Un témoignage soutenu par la force implacable du réel mais qui se lit comme un roman. Une fois refermé, plus d’autre choix que de respirer l’air et la vie à pleins poumons.

Les premiers mots

Posé sur la table au milieu des bols du petit déjeuner, mon mobile a vibré, annonçant l’arrivée d’un nouveau sms : c’est Mathilde, notre aînée, partie tôt ce matin au collège.
– Je t’aime, Maman, prends soin de toi. (Smiley.)
Début de journée classique avant le grand rush pour l’école.
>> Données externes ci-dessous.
PR #2607, opened 2026-04-02
COMMAND: Rename download to export

hexagonrecursion:
The game is so immersive that the name of the `download` command confuses me: to me "download" sounds like it would download something to my in-game "home computer".

Proposed solution: rename the command to `export`


d0sboots:
General consensus on discord is that `download` makes more sense, because people think `export` would be for exporting your savegame. Sorry.

PR #2608, opened 2026-04-02
MISC: Make implicit string conversion consistent across all coding contracts

catloversg:
When players pass a string answer to a contract that expects a non-string answer, we convert that string to the expected format. However, this conversion is inconsistent and undocumented. For example, depending on the specific implementation of `convertAnswer`, the empty string can be converted to null, an empty array, an array containing an empty string, or an array containing NaN.

This PR makes the behavior consistent, predictable, and well-documented.

Test save file (I modified the solvers from Insight's scripts):
[cct-string-conversion.gz](https://github.com/user-attachments/files/26440565/cct.gz)

Log:
```
If you pass a string to ns.codingcontract.attempt() for contracts that require a non-string answer, the
game will convert that string to the expected format. This string conversion was inconsistent and had many
undocumented behaviors. Now the rules are consistent and well-documented. Please check the "Coding Contracts"
page for more information.
There are 7 contracts that are affected by this change:
- Find All Valid Math Expressions
- Generate IP Addresses
- Largest Rectangle in a Matrix
- Merge Overlapping Intervals
- Proper 2-Coloring of a Graph
- Sanitize Parentheses in Expression
- Spiralize Matrix
Note that this change only affects the string conversion. The solution format of these contracts is an array,
so if you pass the solution, which is an array, as is, you will not have any problems.
If your code converts the array to a string, you should check these contracts, especially the "Sanitize
Parentheses in Expression" contract and others that require a string array.
- Sanitize Parentheses in Expression: Previously, if you passed an empty string to this contract, it was
converted to an array containing an empty string. Now, it's converted to an empty array.
- Read the "General rules", "String conversion", and "Tips" sections on the "Coding Contracts" page carefully.

ns.codingcontract.attempt
FindAllValidMathExpressions
GenerateIPAddresses
LargestRectangleInAMatrix
MergeOverlappingIntervals
Proper2ColoringOfAGraph
SanitizeParenthesesInExpression
SpiralizeMatrix
Find All Valid Math Expressions
Generate IP Addresses
Largest Rectangle in a Matrix
Merge Overlapping Intervals
Proper 2-Coloring of a Graph
Sanitize Parentheses in Expression
Spiralize Matrix

a.js: (Line number: 26)
lib.js: (Line numbers: 58, 147, 172, 415, 458, 576)
```

### DIFF
--- a/src/Documentation/doc/en/basic/codingcontracts.md
+++ b/src/Documentation/doc/en/basic/codingcontracts.md
@@ -40,24 +40,91 @@ The [`getContractTypes`](../../../../../markdown/bitburner.codingcontract.getcon
 
 ## Submitting Solutions
 
+### General rules
+
 Different contract problem types will require different types of solutions.
 Some may be numbers, others may be strings or arrays.
+
 If a contract asks for a specific solution format, then use that.
 Otherwise, follow these rules when submitting solutions:
 
-- String-type solutions should **not** have quotation marks surrounding the string (unless specifically asked for).
+- String-type solutions (e.g., Shortest Path in a Grid) should **not** have quotation marks surrounding the string (unless specifically asked for). For example, if your answer is `foo` (3 characters: f, o, o), just submit those 3 characters. Don't submit `"foo"` (5 characters).
   Only quotation marks that are part of the actual string solution should be included.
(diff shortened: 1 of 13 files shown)


src/Documentation/doc/en/basic/codingcontracts.md
```diff
@@ -40,24 +40,91 @@ The [`getContractTypes`](../../../../../markdown/bitburner.codingcontract.getcon
...
+ns.codingcontract.attempt(answer, "filename.cct");
+```
+
+There is no conversion!
+
+In the "General rules" section above, with array-of-strings solutions, we say `Don't use single quotes or backticks`.
+However, this code works:
+
+```js
+const firstString = "foo"; // Single quotes
```
d0sboots: You used double-quotes anyway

Comme à accoutumée, notre maison retentit d’appels et de cavalcades effrénées dans les escaliers.
– Tu peux m aider, Maman ?
– J’ai perdu mon cahier.
– Les enfants, dépêchez-vous, vous allez être en retard.
J’ai aidé Juliette à lacer ses chaussures, recoiffé la chevelure emmêlée d’Elodie, rajusté le col d’Alexis. Une dernière recommandation et ils filent tous les trois à l’école, accompagnés par Frédéric.
– Attends-moi, Alexis.

Alexis galope déjà, le cartable lourdement chargé sur son dos, suivi de près par Elodie.
Juliette resserre ses petits bras autour du cou de mon mari.